*Exercise:*
Retype all of the records shown beneath this task, exactly as they stand.

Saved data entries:
PR #937, opened 2026-02-23
vhost-device-can: use the same socket for send/recv

### LINKED ISSUE #925: vhost-device-can: messages sent from the guest are always looped back
When using vhost-device-can, every message a guest sends is looped back to it, as well as sent (correctly) to the bus.

This is due to the fact that vhost-device-can is opening two different sockets, one for sending:

https://github.com/rust-vmm/vhost-device/blob/12667e87b2993b42f09b541ba45b4e32fa34c3ed/vhost-device-can/src/backend.rs#L88

and one for receiving:

https://github.com/rust-vmm/vhost-device/blob/12667e87b2993b42f09b541ba45b4e32fa34c3ed/vhost-device-can/src/can.rs#L164

All messages written on the first are thus received on the second. This causes an additional load on both the guest driver and the VirtIO infrastructure, as well as an unexpected behavior at guest side (where e.g. a Linux application using a raw SocketCAN socket would only expect to receive its frames when `CAN_RAW_RECV_OWN_MSGS` is set).

MatiasVara:
### Summary of the PR

Use the same socket for send/receive in the backend to prevent guest to receiving two copies of the message when it sends to the local CAN bus.

Fixes #925

Reported-by: Francesco Valla <francesco@valla.it>

### Requirements

requirements:

  test.

### DIFF
--- a/vhost-device-can/src/backend.rs
+++ b/vhost-device-can/src/backend.rs
@@ -164,7 +164,7 @@ mod tests {
     fn test_can_valid_configuration() {
         let valid_args = CanArgs {
             socket_path: "/tmp/vhost.sock".to_string().into(),
-            can_devices: "can0".to_string(),
+            can_devices: "canx".to_string(),
             socket_count: 1,
         };
 
@@ -236,7 +236,7 @@ mod tests {
         let config = VuCanConfig {
             socket_path: PathBuf::from("/tmp/vhost.sock"),
             socket_count: 1,
-            can_devices: vec!["can0".to_string()],
+            can_devices: vec!["canx".to_string()],
         };
 
         assert_matches!(
@@ -248,7 +248,7 @@ mod tests {
     #[test]
     fn test_can_valid_configuration_start_backend_server_fail() {
         let socket_path = PathBuf::from("/tmp/vhost.sock");
-        let can_devs = "can0".to_string();
+        let can_devs = "canx".to_string();
 
         assert_matches!(
             start_backend_server(socket_path, can_devs),
--- a/vhost-device-can/src/backend.rs
+++ b/vhost-device-can/src/backend.rs
@@ -13,7 +13,7 @@ use std::{
     thread,
 };
 
-use log::{error, info, warn};
+use log::{info, warn};
 use thiserror::Error as ThisError;
 use vhost_user_backend::VhostUserDaemon;
 use vm_memory::{GuestMemoryAtomic, GuestMemoryMmap};
@@ -31,8 +31,6 @@ pub(crate) enum Error {
     CouldNotFindCANDevs,
     #[error("Could not create can controller: {0}")]
     CouldNotCreateCanController(crate::can::Error),
-    #[error("Could not create can controller output socket: {0}")]
-    FailCreateCanControllerSocket(crate::can::Error),
     #[error("Could not create can backend: {0}")]
     CouldNotCreateBackend(crate::vhu_can::Error),
     #[error("Could not create daemon: {0}")]
@@ -82,11 +80,6 @@ pub(crate) fn start_backend_server(socket: PathBuf, can_devs: String) -> Result<
             VhostUserCanBackend::new(lockable_controller.clone())
                 .map_err(Error::CouldNotCreateBackend)?,
         ));
-        lockable_controller
-            .write()
-            .unwrap()
-            .open_can_socket()
-            .map_err(Error::FailCreateCanControllerSocket)?;
 
         let read_handle = CanController::start_read_thread(lockable_controller.clone());
 
@@ -165,7 +158,7 @@ mod tests {
     use assert_matches::assert_matches;
 
     use super::*;
-    use crate::{backend::Error::FailCreateCanControllerSocket, can::Error::SocketOpen, CanArgs};
+    use crate::{backend::Error::CouldNotCreateCanController, can::Error::SocketOpen, CanArgs};
 
     #[test]
     fn test_can_valid_configuration() {
@@ -248,7 +241,7 @@ mod tests {
 
         assert_matches!(
             start_backend(config),
-            Err(FailCreateCanControllerSocket(SocketOpen))
+            Err(CouldNotCreateCanController(SocketOpen))
         );
     }
 
@@ -259,7 +252,7 @@ mod tests {
 
         assert_matches!(
             start_backend_server(socket_path, can_devs),
-            Err(FailCreateCanControllerSocket(SocketOpen))
+            Err(CouldNotCreateCanController(SocketOpen))
         );
     }
 }
--- a/vhost-device-can/src/can.rs
+++ b/vhost-device-can/src/can.rs
@@ -325,7 +325,7 @@ mod tests {
             can_id: 123.into(),
             length: 64.into(),
             reserved: 0.into(),
-            flags: 0.into(),
+            flags: CAN_FRMF_TYPE_FD.into(),
             sdu: [0; 64],
         };
 
--- a/vhost-device-can/src/can.rs
+++ b/vhost-device-can/src/can.rs
@@ -277,7 +277,7 @@ mod tests {
 
     #[test]
     fn test_can_controller_creation() {
-        let can_name = "can".to_string();
+        let can_name = "can0".to_string();
 
         let controller = CanController::new(can_name.clone()).unwrap();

*Expected answer:*
PR #937, opened 2026-02-23
vhost-device-can: use the same socket for send/recv

### LINKED ISSUE #925: vhost-device-can: messages sent from the guest are always looped back
When using vhost-device-can, every message a guest sends is looped back to it, as well as sent (correctly) to the bus.

This is due to the fact that vhost-device-can is opening two different sockets, one for sending:

https://github.com/rust-vmm/vhost-device/blob/12667e87b2993b42f09b541ba45b4e32fa34c3ed/vhost-device-can/src/backend.rs#L88

and one for receiving:

https://github.com/rust-vmm/vhost-device/blob/12667e87b2993b42f09b541ba45b4e32fa34c3ed/vhost-device-can/src/can.rs#L164

All messages written on the first are thus received on the second. This causes an additional load on both the guest driver and the VirtIO infrastructure, as well as an unexpected behavior at guest side (where e.g. a Linux application using a raw SocketCAN socket would only expect to receive its frames when `CAN_RAW_RECV_OWN_MSGS` is set).

MatiasVara:
### Summary of the PR

Use the same socket for send/receive in the backend to prevent guest to receiving two copies of the message when it sends to the local CAN bus.

Fixes #925

Reported-by: Francesco Valla <francesco@valla.it>

### Requirements

requirements:

  test.

### DIFF
--- a/vhost-device-can/src/backend.rs
+++ b/vhost-device-can/src/backend.rs
@@ -164,7 +164,7 @@ mod tests {
     fn test_can_valid_configuration() {
         let valid_args = CanArgs {
             socket_path: "/tmp/vhost.sock".to_string().into(),
-            can_devices: "can0".to_string(),
+            can_devices: "canx".to_string(),
             socket_count: 1,
         };
 
@@ -236,7 +236,7 @@ mod tests {
         let config = VuCanConfig {
             socket_path: PathBuf::from("/tmp/vhost.sock"),
             socket_count: 1,
-            can_devices: vec!["can0".to_string()],
+            can_devices: vec!["canx".to_string()],
         };
 
         assert_matches!(
@@ -248,7 +248,7 @@ mod tests {
     #[test]
     fn test_can_valid_configuration_start_backend_server_fail() {
         let socket_path = PathBuf::from("/tmp/vhost.sock");
-        let can_devs = "can0".to_string();
+        let can_devs = "canx".to_string();
 
         assert_matches!(
             start_backend_server(socket_path, can_devs),
--- a/vhost-device-can/src/backend.rs
+++ b/vhost-device-can/src/backend.rs
@@ -13,7 +13,7 @@ use std::{
     thread,
 };
 
-use log::{error, info, warn};
+use log::{info, warn};
 use thiserror::Error as ThisError;
 use vhost_user_backend::VhostUserDaemon;
 use vm_memory::{GuestMemoryAtomic, GuestMemoryMmap};
@@ -31,8 +31,6 @@ pub(crate) enum Error {
     CouldNotFindCANDevs,
     #[error("Could not create can controller: {0}")]
     CouldNotCreateCanController(crate::can::Error),
-    #[error("Could not create can controller output socket: {0}")]
-    FailCreateCanControllerSocket(crate::can::Error),
     #[error("Could not create can backend: {0}")]
     CouldNotCreateBackend(crate::vhu_can::Error),
     #[error("Could not create daemon: {0}")]
@@ -82,11 +80,6 @@ pub(crate) fn start_backend_server(socket: PathBuf, can_devs: String) -> Result<
             VhostUserCanBackend::new(lockable_controller.clone())
                 .map_err(Error::CouldNotCreateBackend)?,
         ));
-        lockable_controller
-            .write()
-            .unwrap()
-            .open_can_socket()
-            .map_err(Error::FailCreateCanControllerSocket)?;
 
         let read_handle = CanController::start_read_thread(lockable_controller.clone());
 
@@ -165,7 +158,7 @@ mod tests {
     use assert_matches::assert_matches;
 
     use super::*;
-    use crate::{backend::Error::FailCreateCanControllerSocket, can::Error::SocketOpen, CanArgs};
+    use crate::{backend::Error::CouldNotCreateCanController, can::Error::SocketOpen, CanArgs};
 
     #[test]
     fn test_can_valid_configuration() {
@@ -248,7 +241,7 @@ mod tests {
 
         assert_matches!(
             start_backend(config),
-            Err(FailCreateCanControllerSocket(SocketOpen))
+            Err(CouldNotCreateCanController(SocketOpen))
         );
     }
 
@@ -259,7 +252,7 @@ mod tests {
 
         assert_matches!(
             start_backend_server(socket_path, can_devs),
-            Err(FailCreateCanControllerSocket(SocketOpen))
+            Err(CouldNotCreateCanController(SocketOpen))
         );
     }
 }
--- a/vhost-device-can/src/can.rs
+++ b/vhost-device-can/src/can.rs
@@ -325,7 +325,7 @@ mod tests {
             can_id: 123.into(),
             length: 64.into(),
             reserved: 0.into(),
-            flags: 0.into(),
+            flags: CAN_FRMF_TYPE_FD.into(),
             sdu: [0; 64],
         };
 
--- a/vhost-device-can/src/can.rs
+++ b/vhost-device-can/src/can.rs
@@ -277,7 +277,7 @@ mod tests {
 
     #[test]
     fn test_can_controller_creation() {
-        let can_name = "can".to_string();
+        let can_name = "can0".to_string();
 
         let controller = CanController::new(can_name.clone()).unwrap();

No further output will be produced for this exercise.